Uma conquista inicial do Reino do Brasil seria separarmos, de uma vez por todas, muita gente que se julga rico, poderoso, da elite e privilegiado em todas as esferas (porque tem bastante dinheiro no banco) da classe inatacável e inoxidável da nobreza – a nata de qualquer reinado! Teríamos então só duas grandes classes: a nobreza e a plebe. Reconheço que isso também enfrentaria pesada artilharia dos ricos de hoje, da primeira classe, que engloba a subclasse dos jovens riquinhos, bonitos e famosos. Se esses quisessem, porém, manter o status de elite, eles teriam – para o bem dos cofres públicos, ou do tal erário – comprar títulos de nobreza, tudo em espécie, din-din mesmo, e com total transparência! Teríamos, então – olha só o charme -, barões, baronesas, marqueses, marquesas, condes e condessas e, principalmente, príncipes e princesas! Nem os Estados Unidos tem disso!!!
A corte que cercaria a realeza teria, também, escudo legal semelhante à imunidade parlamentar, então substituída pela imunidade da nobreza. Se roubassem, seriam julgados por um Judiciário “diferenciado”! Afinal, mesmo funcionando como reinado, o Brasil ainda seria…o Brasil! E habitado pelos mesmíssimos brasileiros. Inlcusive com seu inseparável jeitinho. Não se mexe em time que está ganhando! Os políticos atuais seriam inicialmente mantidos intactos, mas receberiam apenas ajuda de custa para deslocamentos a trabalho, comprovadamente. E, finalmente, não teriam mais imunidade parlamentar. Estima-se que as mudanças levariam a “categoria” rapidamente para a autodestruição!

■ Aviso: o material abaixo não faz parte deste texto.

PR #20882, opened 2026-05-27
[CL-1213] allow tab label to be anchor for spotlight

BryanCunningham:
## 🎟️ Tracking

https://bitwarden.atlassian.net/browse/CL-1213

## 📔 Objective

Allow consumers to attach spotlights to tabs

### DIFF
--- a/libs/components/src/popover/popover-anchor-for.directive.ts
+++ b/libs/components/src/popover/popover-anchor-for.directive.ts
@@ -20,6 +20,11 @@ import { PositionIdentifier, defaultPositions } from "./default-positions";
 import { PopoverComponent } from "./popover.component";
 import { SpotlightService } from "./spotlight.service";
 
+/** Implement and provide as `useExisting` to redirect `[bitPopoverAnchorFor]` from the host to another element. */
+export abstract class PopoverElementProvider {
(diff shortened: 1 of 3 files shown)


libs/components/src/popover/popover-anchor-for.directive.ts
```diff
@@ -20,6 +20,11 @@ import { PositionIdentifier, defaultPositions } from "./default-positions";
 import { PopoverComponent } from "./popover.component";
 import { SpotlightService } from "./spotlight.service";
 
+/** Implement and provide as `useExisting` to redirect `[bitPopoverAnchorFor]` from the host to another element. */
+export abstract class PopoverElementProvider {
+  abstract readonly elementRef: ElementRef<HTMLElement>;
```
willmartian: maybe rename `popoverAnchorElementRef` in case an element already has a element ref defined for some other reason?

willmartian (dismissed):
One nit:

libs/components/src/popover/popover-anchor-for.directive.ts
BryanCunningham: Makes sense. Also easier to wrap your head around what it actually is. Will make that change

willmartian (approved):
Good to merge if workflows all pass

PR #20883, opened 2026-05-27
[PM-37175] Preserve individual vault export folders when importing to My Items

mcamirault:
## 🎟️ Tracking

https://bitwarden.atlassian.net/browse/PM-37175

## 📔 Objective

When importing into the `My Items` collection the importer will convert any collections present in the export file into folders, but would ignore folders if they were present (as is the case with an individual vault export file). This PR makes the importer preserve folders in those cases.

So importing either of the following two files into the `My Items` collection will have the same result:
- An individual vault export with one cipher in a folder called `Engineering`
- An organization vault export with one cipher in a collection called `Engineering`

The result is one new cipher in the `My Items` collection and in a new folder called `Engineering`

### DIFF
--- a/libs/importer/src/services/import.service.spec.ts
+++ b/libs/importer/src/services/import.service.spec.ts
@@ -297,7 +297,31 @@ describe("ImportService", () => {
       await expect(setImportTargetMethod).rejects.toThrow();
     });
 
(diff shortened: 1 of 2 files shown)


mcamirault:
@claude Give this a review

harr1424 (approved):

A plebe ignara, a ralé, os pobres e os miseráveis, os excluídos, os negros, homossexuais, as mulheres e todos os que se julgassem discriminados, vítimas de preconceitos ou injustiçados, estes aí sim teriam grandes chances de somar forças e melhorar de vida. E finalmente eles saberiam – conforme sempre foi o desejo dos brasileiros mais poderosos – qual é o seu lugar! Aquela célebre frase “você sabe com quem está falando” seria regenerada e resgatada pelos nobres, que poderiam sacá-la a qualquer momento, impunemente e até com algum orgulho, para lembrar aos plebeus e plebeias com quem eles estavam falando!! Iria clarear muitíssimo as ideias de muitos brasileiros, tenho certeza! As coisas ficariam tudo preto-no-branco. Na monarquia brasileira os pobres saberiam, com toda certeza, qual é o seu devido lugar!

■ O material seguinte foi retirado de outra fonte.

PR #20885, opened 2026-05-27
[PM-37800] Add VaultBatchBarService to libs/vault

nick-livefront:
## 🎟️ Tracking

[PM-37800](https://bitwarden.atlassian.net/browse/PM-37800)

## 📔 Objective

Adds `VaultBatchBarService` to `libs/vault` — a component-scoped service that manages selection state and bulk vault actions (delete, restore, move, archive, unarchive, assign to collections).

- **`ASSIGN_COLLECTIONS_DIALOG` token** — decouples the service from the web-only `AssignCollectionsWebComponent`, keeping `libs/vault` free of app-layer dependencies while still allowing web to provide its own dialog implementation via `AssignCollectionsWebDialogAdapter`.
- **`BULK_DELETE_DIALOG` token** — same pattern for the bulk delete dialog; allows `VaultBatchBarService` to open a delete confirmation without importing from `apps/web`.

Viajar de avião, por exemplo, ou ir a Paris, ou Miami, hotel cinco estrelas, comprar um Camaro zero ou uma Mercedes seriam luxos privativos da nobreza. O ensino superior e o profissionalizante seria regiamente pagos. A mesma coisa para os serviços de saúde, o SUS seria banido definitivamente! Acabaria essa história de ter jantar de graça! Se pobre quisesse alguma coisa, teria que trabalhar, ganhar muito dinheiro e comprar seu título de nobreza. Os nobres, é claro, teriam serviços públicos de saúde e educação totalmente gratuitos! Os mais ricos mesmo, os barões poderiam optar para fazer mestrado ou doutorado em Oxford, ou na Sourbonne, com tudo regiamente pago pelos sofres públicos da realeza.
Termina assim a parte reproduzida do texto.